Envolver oposição foi importante para políticas de longo prazo entre 1995 e 2019
Um estudo da Fundação Calouste Gulbenkian concluiu que a disponibilidade dos governos para envolver os partidos da oposição foi um dos fatores importantes para a aprovação de políticas de longo prazo entre 1995 e 2019 porque “diminuiu as hipóteses de contestação”.

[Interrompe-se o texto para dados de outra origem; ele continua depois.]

PR #2336, opened 2021-05-18
Make Scheduler and Gpu Timers appear again

karupayun:
In https://github.com/google/orbit/pull/2319 we switched to emplace_back but in the process we forgot to add the text_box to the TimerChain.

Solved https://b/188375720.

Test: Start/stop a capture. Load an old one.

### DIFF
--- a/src/OrbitGl/TimerTrack.cpp
+++ b/src/OrbitGl/TimerTrack.cpp
@@ -331,6 +331,7 @@ void TimerTrack::OnTimer(const TimerInfo& timer_info) {
 
   TextBox& text_box = timer_chain->emplace_back();
   text_box.SetTimerInfo(timer_info);
+  timer_chain->emplace_back(text_box);
 
   ++num_timers_;
   if (timer_info.start() < min_time_) min_time_ = timer_info.start();


ronaldfw:
Thanks for the fix!

Does this change anything about the performance conclusions from the original change?

src/OrbitGl/TimerTrack.cpp
```diff
@@ -331,6 +331,7 @@ void TimerTrack::OnTimer(const TimerInfo& timer_info) {
 
   TextBox& text_box = timer_chain->emplace_back();
   text_box.SetTimerInfo(timer_info);
+  timer_chain->emplace_back(text_box);
```
beckerhe, line 334: That doesn't make sense to me. The text_box is added two lines above: `TextBox& text_box = timer_chain->emplace_back();`

Now we are adding it twice?

beckerhe: Maybe emplace_back is not working as it should?

dpallotti: Also there is code similar to this in `GraphTrack` and `ThreadTrack`. Does this also fix that? I would assume not.

beckerhe: My guess is that is has something to do with `min_timestamp_` and `max_timestamp_` in `TimerBlock`. They are only updated when `emplace_back` is called, but not when `text_box.SetTimerInfo` is called.

karupayun: Yes, you are right. I only realized that was working and didn't analize the code.

dpallotti: > My guess is that is has something to do with min_timestamp_ and max_timestamp_

Yes.

karupayun: Nono, the fix is working, the question is why.

karupayun: emplace_back is not returning void?

text_box = timer_chain-&gt;emplace_back();

karupayun: Ignore my previous comment. I don't understand why the timers are appearing.

beckerhe: It behaves like emplace_black in the standard containers, so yes, it makes sense.

But this doesn't work with preserving invariance in TimerChain

beckerhe: I'm not sure how to fix this. Of course a quick fix would/should work:

```
TextBox text_box{};
text_box.SetTimerInfo(timer_info);
timer_chain->emplace_back(std::move(text_box));
```

But the underlying problem persists.

dpallotti: Doesn't that kind of defeat the performance optimization that the `emplace_back` change was supposed to introduce?

A short term fix is to remove `SetTimerInfo` and use a constructor parameter.

karupayun:
Closing this PR. @dpallotti  is working on a better solution.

“Dos vários fatores que identificámos como sendo importantes para a implementação, ou não implementação, de políticas de longo prazo, destacamos, em primeiro lugar, a disposição governamental para envolver oposição, stakeholders relevantes e lograr compromissos. Este foi um fator importante para a aprovação de medidas de longo prazo, já que diminuiu as hipóteses de contestação às mesmas”, lê-se nas conclusões do estudo. O estudo “Governar para a próxima eleição ou para a próxima geração? O caso de Portugal (1995-2019)”, hoje divulgado, é da autoria de Catherine Moury e Daniel Cardoso com Ana Paula Costa, Mafalda Escada (investigadores da Faculdade de Ciências Sociais e Humanas da Universidade Nova de Lisboa) e foi publicado pela Fundação Gulbenkian.

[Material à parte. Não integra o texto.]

PR #2338, opened 2021-05-18
Add basic implementation of COFF object files

ronaldfw:
This adds a basic implementation of COFF object file support for
loading symbols from COFF files using the symbol table. A short unit
test is added.

Bug: http://b/187665628
Tested: Unit test (code is not yet integrated).


src/ObjectUtils/include/ObjectUtils/CoffFile.h
```diff
@@ -0,0 +1,33 @@
...
+
+#include "ObjectUtils/ObjectFile.h"
+#include "OrbitBase/Result.h"
+#include "llvm/Object/Binary.h"
+#include "llvm/Object/ObjectFile.h"
+#include "symbol.pb.h"
+
+namespace orbit_object_utils {
+
+class CoffFile : public ObjectFile {
```
beckerhe, line 19: I guess you opted for having `CoffFile` and `CoffFileImpl` for symmetry reasons with `ElfFile`?

I personally find it simpler to put the implementation in `CoffFile` directly, but I also don't feel strongly about that.

src/ObjectUtils/CoffFile.cpp
```diff
@@ -0,0 +1,155 @@
...
+CoffFileImpl::CoffFileImpl(std::filesystem::path file_path,
+                           llvm::object::OwningBinary<llvm::object::ObjectFile>&& owning_binary)
+    : file_path_(std::move(file_path)),
+      owning_binary_(std::move(owning_binary)),
+      has_symbol_table_(false) {
+  object_file_ = llvm::dyn_cast<llvm::object::COFFObjectFile>(owning_binary_.getBinary());
+  Initialize();
+}
+
+void CoffFileImpl::Initialize() {
```
beckerhe, line 51: Are you planning on putting more stuff into this function? If not, I'd opt for putting this one line into the constructor.

beckerhe (approved):
LGTM

src/ObjectUtils/CoffFile.cpp
ronaldfw: Yeah, this kind of grew out of what we have in ElfFile, but the separate method there actually has a clear meaning and it makes sense to separate it out. Here it doesn't really make sense for now. I moved the line into the constructor as you suggested.

src/ObjectUtils/include/ObjectUtils/CoffFile.h
ronaldfw: Yes, it's purely for symmetry. I don't feel strongly either way, so I'll keep it as-is for now.

src/ObjectUtils/CoffFile.cpp
```diff
@@ -0,0 +1,150 @@
...
+using orbit_grpc_protos::SymbolInfo;
+
+class CoffFileImpl : public CoffFile {
+ public:
+  CoffFileImpl(std::filesystem::path file_path,
+               llvm::object::OwningBinary<llvm::object::ObjectFile>&& owning_binary);
+  [[nodiscard]] ErrorMessageOr<orbit_grpc_protos::ModuleSymbols> LoadDebugSymbols() override;
+  [[nodiscard]] bool HasDebugSymbols() const override;
+  [[nodiscard]] std::string GetName() const override;
+  [[nodiscard]] std::filesystem::path GetFilePath() const override;
```
dimitry-, line 31: should this be a const-ref?

src/ObjectUtils/CoffFile.cpp
```diff
@@ -0,0 +1,150 @@
...
+                                        name, file_path_.string()));
+  }
+  // Limit list of symbols to functions. Ignore sections and variables.
+  if (symbol_ref.getType().get() != llvm::object::SymbolRef::ST_Function) {
+    return ErrorMessage("Symbol is not a function.");
+  }
+
+  // Symbol addresses are relative virtual addresses (RVAs) that are relative to the
+  // start of the section. To get the address relative to the start of the object
+  // file, we need to find the section and add the base address of the section.
```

Os autores analisaram “10 tentativas concretas (bem-sucedidas e fracassadas) de implementação de políticas que visavam a resolução de problemas sociais a longo prazo, impondo custos no presente em nome das gerações futuras” e, apesar “do contexto desfavorável à implementação deste tipo de políticas, foram identificados casos de sucesso bastante inovadores e que tornaram o país uma referência internacional”. No estudo, foram analisadas medidas em cinco áreas, como a Taxa de Recursos Hídricos, a descriminalização do consumo e da posse para consumo de drogas, a implementação da Contribuição Extraordinária de Solidariedade e a não implementação da Contribuição de Sustentabilidade ou o contrato único de trabalho.

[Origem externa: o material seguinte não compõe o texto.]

PR #2339, opened 2021-05-18
Guard all TrackManager methods which access tracks

karupayun:
After a new crash https://b/188521605, we are locking all methods which access all_tracks and visible_tracks to avoid having race conditions.

This should be a temporal solution until we move ProcessTimer + OnTimer functions outside OrbitGl and TimeGraph and therefore we assure the UI is only accessed by the main thread.

We are solving http://b/177200020, but I'm not sure about the performance regression that we can have from this change. I will make some experiments.


dpallotti:
As discussed, as this doesn't solve the issue I would say either lock every method, or investigate which specific methods should be locked and which shouldn't.

PR #2340, opened 2021-05-18
Remove `TextBox::SetTimerInfo`, pass to the constructor instead

dpallotti:
#### Remove `TextBox::SetTimerInfo`, pass to the constructor instead
`TimerChain` needs the added `TextBox` to already have the `TimerInfo` set, to
correctly update the `min_timestamp_` and `max_timestamp` of a `TimerBlock`.
Also addressing some lint warnings as there's too much yellow in my IDE.

Bug: http://b/188375720

Test: Capture Trata with Vulkan layer and instrumented functions: notice that
scheduler and GPU tracks are now filled. Also enable a frame track and notice
that it also now works, although sometimes affected by the unrelated crash
http://b/188521605.
#### Delete copy- and move- assignment of `TextBox`
As discussed, so that elements of `TimerChain` cannot be reassigned.

Bug: http://b/188375720

### DIFF
--- a/src/OrbitGl/CaptureStatsTest.cpp
+++ b/src/OrbitGl/CaptureStatsTest.cpp
@@ -4,25 +4,12 @@
 
 #include <gtest/gtest.h>
 
+#include <list>
+
 #include "CaptureStats.h"
 #include "SchedulerTrack.h"
 #include "SchedulingStats.h"
 #include "TextBox.h"
-
-TextBox* CreateScope(int32_t pid, int32_t tid, int32_t cpu, uint64_t start, uint64_t end) {
-  const size_t kNumScopes = 1024;
-  static TextBox scope_buffer[kNumScopes];
-  static size_t index = 0;
-  EXPECT_TRUE(index < kNumScopes - 2);
-  TextBox& scope = scope_buffer[index++];
-  orbit_client_protos::TimerInfo& timer_info = scope.GetMutableTimerInfo();
-  timer_info.set_start(start);
-  timer_info.set_end(end);
-  timer_info.set_thread_id(tid);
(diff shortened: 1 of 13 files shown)


beckerhe (approved):
LGTM. Thanks a lot, Davide!

florian-kuebler (approved):
LGTM, Thanks!

src/OrbitGl/CaptureStatsTest.cpp
```diff
@@ -10,18 +10,14 @@
 #include "TextBox.h"
 
 TextBox* CreateScope(int32_t pid, int32_t tid, int32_t cpu, uint64_t start, uint64_t end) {
-  const size_t kNumScopes = 1024;
-  static TextBox scope_buffer[kNumScopes];
-  static size_t index = 0;
-  EXPECT_TRUE(index < kNumScopes - 2);
```
karupayun, line 16: I know that we are inside a test, but we are not having this invariant anymore or simply we are not checking it?

karupayun (approved):
LGTM! Thanks Davide!

src/OrbitGl/CaptureStatsTest.cpp
dpallotti: As far as I understand, this was just a limit posed by using an array, but a vector can just be used instead.

dpallotti: At the same time now a test fails on Windows in this file, so let's see.

dpallotti: Rearranged this code a bit and switched to a list.

pierricgimmig:
Thanks @dpallotti !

Nas conclusões do estudo (com 76 páginas e que pode ser consultado no ‘site’ da Fundação Gulbenkian), os autores exemplificam que “a descriminalização do consumo e da posse para consumo de drogas” é um exemplo da importância do envolvimento de várias entidades, apontando que “o tema foi discutido no âmbito de comissões parlamentares, contou com o apoio da esquerda radical, do Presidente da República e envolveu cientistas e o movimento associativo, bem como figuras políticas relevantes à direita”. Com esta análise, os autores concluíram que também “a produção e comunicação científica mostraram-se importantes para elaborar a lei e justificar a adoção” de certa medida, “legitimando-a”, e que, igualmente, “a influência externa pode funcionar como uma janela de oportunidade para adoção de medidas de longo prazo”.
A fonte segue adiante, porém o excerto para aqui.